Agricultural workers, especially those who work outside, experience the full force of nature, and nature, lately, has been very, very hot. Farmworkers perform often intense physical labor in areas of extreme heat, including parts of California’s Central Valley, and in extremely humid summers across the Southeast, Northeast and Midwest. We know that the human body has limits above which its natural heat-fighting abilities, like sweating, aren’t effective. These can result in heat illness, which can include dizziness, cramps, confusion, loss of consciousness, seizures and even death.
Yet heat illness as it affects workers is very poorly studied and understood; heat-related illnesses and injuries are rarely ascribed directly to heat. A recent study had to go back and compare the day’s temperature with individual injuries to figure out which were likely caused by overheating. And heat is, and will continue to be, an increasing risk, with longer and more extreme periods of it. California, the country’s most financially important agricultural state, experienced its hottest summer on record this year. Oregon and Washington weren’t far behind.
Some states, including California, already have heat-related worker protections in place; employers in California, for example, are required to provide shade, heat illness prevention training and not only provide water but encourage workers to drink. This, though, is not always enforced. Somewhere north of 70 percent of California’s farmworkers are undocumented, which dramatically reduces their power to bring workplace violations to light, for fear of arrest or deportation.

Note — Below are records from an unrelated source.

PR #163, opened 2022-08-01
Fix icon button sizes

MrFlashAccount:
##### Checklist

- [ ] Pipeline is passed

Closes:  N/A 

#

### DIFF
--- a/src/components/actions/Button/Button.tsx
+++ b/src/components/actions/Button/Button.tsx
@@ -34,16 +34,12 @@ export function provideStyles({
 
   return {
     ...DEFAULT_STYLES,
-    ...STYLES_BY_SIZE[size || 'default'],
+    ...STYLES_BY_SIZE[size ?? 'default'],
     ...(theme === 'danger' ? DANGER_STYLES_BY_TYPE : DEFAULT_STYLES_BY_TYPE)[
-      type || 'default'
+      type ?? 'default'
     ],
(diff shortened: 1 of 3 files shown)


src/components/actions/Button/Button.tsx
```diff
@@ -34,16 +34,12 @@ export function provideStyles({
 
   return {
     ...DEFAULT_STYLES,
-    ...STYLES_BY_SIZE[size || 'default'],
+    ...STYLES_BY_SIZE[size ?? 'default'],
```
tenphi, line 37: Nope, there is no false key, so the first implementation is better.

src/components/actions/Button/Button.tsx
```diff
@@ -34,16 +34,12 @@ export function provideStyles({
...
     ...(theme === 'danger' ? DANGER_STYLES_BY_TYPE : DEFAULT_STYLES_BY_TYPE)[
-      type || 'default'
+      type ?? 'default'
```
tenphi, line 39: The same is here

src/components/actions/Button/Button.tsx
MrFlashAccount: As well as any falsy values like `''` or `0`. I think using proper syntax introduced exactly for these situations is better than using a kinda hacky syntax. That's why I replaced `||` with `??`

tenphi (approved):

The Biden administration’s announcement notes that it plans to publish a proposal in the Federal Registry for heat illness regulations next month; this, reports Politico, is the first step to creating such regulations. These regulations may involve mandatory rest periods when the temperature is high enough and even a cessation of work at a certain point. But, notes Politico, this is not a particularly fast process, likely taking many months, and so the administration plans to increase its monitoring of workplaces when the temperature rises above 80 degrees. That said, the government has extremely limited power to actually do anything about unsafe actions at the moment; it can provide guidance and assistance, but disciplinary action is unlikely.